PR #1964, opened 2020-03-10
Additional Content Patching to Correct Bug

Vmack:
### What's this PR do?

This pull request updates the `LedeBannerContainer` and the `HeroTemplate` to fix additional content bug and allow for `numberOfScholarships` to be added manually. See [thread](https://dosomething.slack.com/archives/CUQMU4Q6B/p1583773079003600)

👀

...

### Relevant tickets

References [Pivotal #171086615](https://www.pivotaltracker.com/story/show/171086615).

### Checklist

### DIFF
--- a/resources/assets/components/LedeBanner/LedeBannerContainer.js
+++ b/resources/assets/components/LedeBanner/LedeBannerContainer.js
@@ -26,7 +26,7 @@ const mapStateToProps = (state, props) => ({
   numberOfScholarships: get(
     state,
     'campaign.additionalContent.numberOfScholarships',
-    null,
+    undefined,
   ),
 
   affiliateOptInContent: state.campaign.affiliateOptInContent,
--- a/resources/assets/components/LedeBanner/LedeBannerContainer.js
+++ b/resources/assets/components/LedeBanner/LedeBannerContainer.js
@@ -23,6 +23,7 @@ const mapStateToProps = (state, props) => ({
     'campaign.additionalContent.affiliateCreditText',
     undefined,
   ),
+  numberOfScholarships: get(state, 'campaign.additionalContent', null),
   affiliateOptInContent: state.campaign.affiliateOptInContent,
   affiliateSponsors: state.campaign.affiliateSponsors,
   // @TODO: We won't need this blurb property once MosaicTemplate is retired.
@@ -39,6 +40,7 @@ const mapStateToProps = (state, props) => ({
   isAffiliated: isSignedUp(state),
   scholarshipAmount: state.campaign.scholarshipAmount,
   scholarshipDeadline: state.campaign.scholarshipDeadline,
+  numberOfScholarships: state.campaign.additionalContent,
   subtitle: get(props, 'subtitle', state.campaign.callToAction),
   title: get(props, 'title', state.campaign.title),
 });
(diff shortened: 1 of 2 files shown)


resources/assets/components/LedeBanner/LedeBannerContainer.js
```diff
@@ -23,6 +23,12 @@ const mapStateToProps = (state, props) => ({
     'campaign.additionalContent.affiliateCreditText',
     undefined,
   ),
+  numberOfScholarships: get(
+    state,
+    'campaign.additionalContent.numberOfScholarships',
+    1,
```
weerd: Should this default to `1`? Won't this incorrectly show that a campaign without scholarships force it to assume it has one?

weerd: Before this code existed inside of the conditional that depended on `showScholarshipModal` being true. I think it could potentially be confusing if it now defaults to `1` instead of `null`.

katiecrane: I think here it should be `null`, but later in the modal when we are displaying the scholarship information, if we do not have a `numberOfScholarships` value we should display 1

Vmack: Ok, makes sense. So I'll set it to null in the `LedeBanner` container. Thanks!

resources/assets/components/LedeBanner/templates/HeroTemplate.js
```diff
@@ -139,11 +140,7 @@ const HeroTemplate = ({
               scholarshipCallToAction={scholarshipCallToAction || undefined}
               scholarshipDeadline={scholarshipDeadline}
               scholarshipDescription={scholarshipDescription}
-              numberOfScholarships={get(
-                additionalContent,
-                'numberOfScholarships',
-                1,
-              )}
+              numberOfScholarships={numberOfScholarships}
```
katiecrane: If this ends up being `null`, will we still display 1 from the `ScholarshipInfoBlock`?

Vmack: That's a good question, so far it's working fine but what's another valid campaign I can test?

katiecrane: Did you test on a campaign that does not have `numberOfScholarships` in its `additionalContent`?

katiecrane: ^I think if we test that way and it still looks good then we've got our bases all covered!

weerd: Looks like the `ScholarshipInfoBlock` indicates that `numberOfScholarships` is required, so `null` there would likely error out.

You could probably set the value in the `LedeBannerContainer` to default to `undefined` and then in this `HeroTemplate` set the default prop to `numberOfScholarships: 1` 🤔

weerd: Default props in React don't trigger if the incoming prop is set to `null`. It needs to be `undefined` for it to trigger... thus why we made the `withoutNulls()` helper function to pass an object and remove any props with `null` values so we can have the default props on the component trigger 💃

katiecrane: > You could probably set the value in the LedeBannerContainer to default to undefined instead of null and then in this HeroTemplate set the default prop to numberOfScholarships: 1

This seems like a clean solution to me!

PR #1966, opened 2020-03-13
Pull scholarship CTA and description into LedeBanner

katiecrane:
### What's this PR do?

This pull request fixes a bug where the scholarship CTA and description were not pulled in from Contentful, so we always displayed the defaults for these fields.

Data in Contentful:
image

and that data now showing up as expected in the modal!
image

Is the content being pulled in as expected now?

This was a flagged earlier this week.

I'm bumping Cypress tests to a future PR because the content is coming straight from Contentful, not GraphQL so I can't just easily mock (is that true??) it and I want to get this fix out!

### Relevant tickets

References [Pivotal #171726725](https://www.pivotaltracker.com/story/show/171726725).

### Checklist

### DIFF
--- a/resources/assets/components/LedeBanner/LedeBannerContainer.js
+++ b/resources/assets/components/LedeBanner/LedeBannerContainer.js
@@ -44,7 +44,9 @@ const mapStateToProps = (state, props) => ({
   ),
   isAffiliated: isSignedUp(state),
   scholarshipAmount: state.campaign.scholarshipAmount,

--------

TASK:
Only the lines from the one holding "and that data" to the end of the listing are to be written out, word for word.

SOLUTION FOR THIS TASK:
and that data now showing up as expected in the modal!
image

Is the content being pulled in as expected now?

This was a flagged earlier this week.

I'm bumping Cypress tests to a future PR because the content is coming straight from Contentful, not GraphQL so I can't just easily mock (is that true??) it and I want to get this fix out!

### Relevant tickets

References [Pivotal #171726725](https://www.pivotaltracker.com/story/show/171726725).

### Checklist

### DIFF
--- a/resources/assets/components/LedeBanner/LedeBannerContainer.js
+++ b/resources/assets/components/LedeBanner/LedeBannerContainer.js
@@ -44,7 +44,9 @@ const mapStateToProps = (state, props) => ({
   ),
   isAffiliated: isSignedUp(state),
   scholarshipAmount: state.campaign.scholarshipAmount,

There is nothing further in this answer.